Domains can still override the evidence mode independently via evidence_validation_mode if the preset's default does not fit.
Fuzzy Relationship Type Matching
LLMs frequently produce slight variations of the intended relationship type names (e.g., "located_in" vs "located_at"). The pipeline uses three-tier fuzzy matching (exact, substring, word overlap) to map LLM output to domain edge templates. The behavior when no match is found depends on the filtering mode:
maximumandstrict— unmatched types and source/target entity type mismatches cause the relationship to be droppedbalanced,lenient,minimal— unmatched types and mismatches fall through and are keptunfiltered— type matching is not applied
Domains can override this behavior independently via strict_edge_type_constraints.

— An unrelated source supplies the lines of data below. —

PR #319, opened 2020-07-07
PLANET-5293 EN Form Block: Make "Goal" field mandatory

sagarsdeshmukh:
- Add `<Br>` tag before the select goal field (it will help to highlight goal as a separate field)
- Add `--- Select Goal ---` as a Default option in goals dropdown
- Add `"Select Goal" field is required!` validation 

image

### DIFF
--- a/assets/src/blocks/ENForm/ENForm.js
+++ b/assets/src/blocks/ENForm/ENForm.js
@@ -78,11 +78,12 @@ export class ENForm extends Component {
                 { __( 'Check your EngagingNetworks settings!', 'planet4-engagingnetworks-backend' ) }
               </InlineFormFeedback>
           }
-
+          <br />
           <SelectControl
             label={__( '- Select Goal -', 'planet4-engagingnetworks-backend' )}
             value={this.props.enform_goal}
             options={[
+              { label: __( '--- Select Goal ---', 'planet4-engagingnetworks-backend' ), value: 'not set' },
               { label: 'Petition Signup', value: 'Petition Signup' },
               { label: 'Action Alert', value: 'Action Alert' },
               { label: 'Contact Form', value: 'Contact Form' },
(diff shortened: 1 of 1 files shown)


assets/src/blocks/ENForm/ENForm.js
```diff
@@ -78,11 +78,12 @@ export class ENForm extends Component {
                 { __( 'Check your EngagingNetworks settings!', 'planet4-engagingnetworks-backend' ) }
               </InlineFormFeedback>
           }
-
+          <br />
           <SelectControl
             label={__( '- Select Goal -', 'planet4-engagingnetworks-backend' )}
             value={this.props.enform_goal}
             options={[
+              { label: '--- Select Goal ---', value: 'not set' },
```
lithrel, line 86: maybe we could make the label translatable ? So that it can correspond to the label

Relationship Safety-Net Limits
Relationship limits (max_entity_degree, max_same_source_type, max_relationship_ratio) act as safety nets rather than primary quality filters. The defaults vary by filtering mode preset — balanced uses generous values (25, 12, 8.0), while strict uses tighter values, and minimal elevates them further. Primary quality comes from evidence validation, type constraints, and deduplication.
Most presets include orphan protection: relationships are kept regardless of caps if either endpoint has fewer than 2 edges, preventing sparsely-connected entities from being disconnected. The strict preset disables orphan protection for unconditional cap enforcement.
Domains can override specific limits via extraction_limits without changing the rest of the preset's behavior.
Status Flow
Documents progress through a defined status lifecycle:
Each stage updates the source record's status, enabling the UI to show real-time progress. Failed stages record the error and allow retries.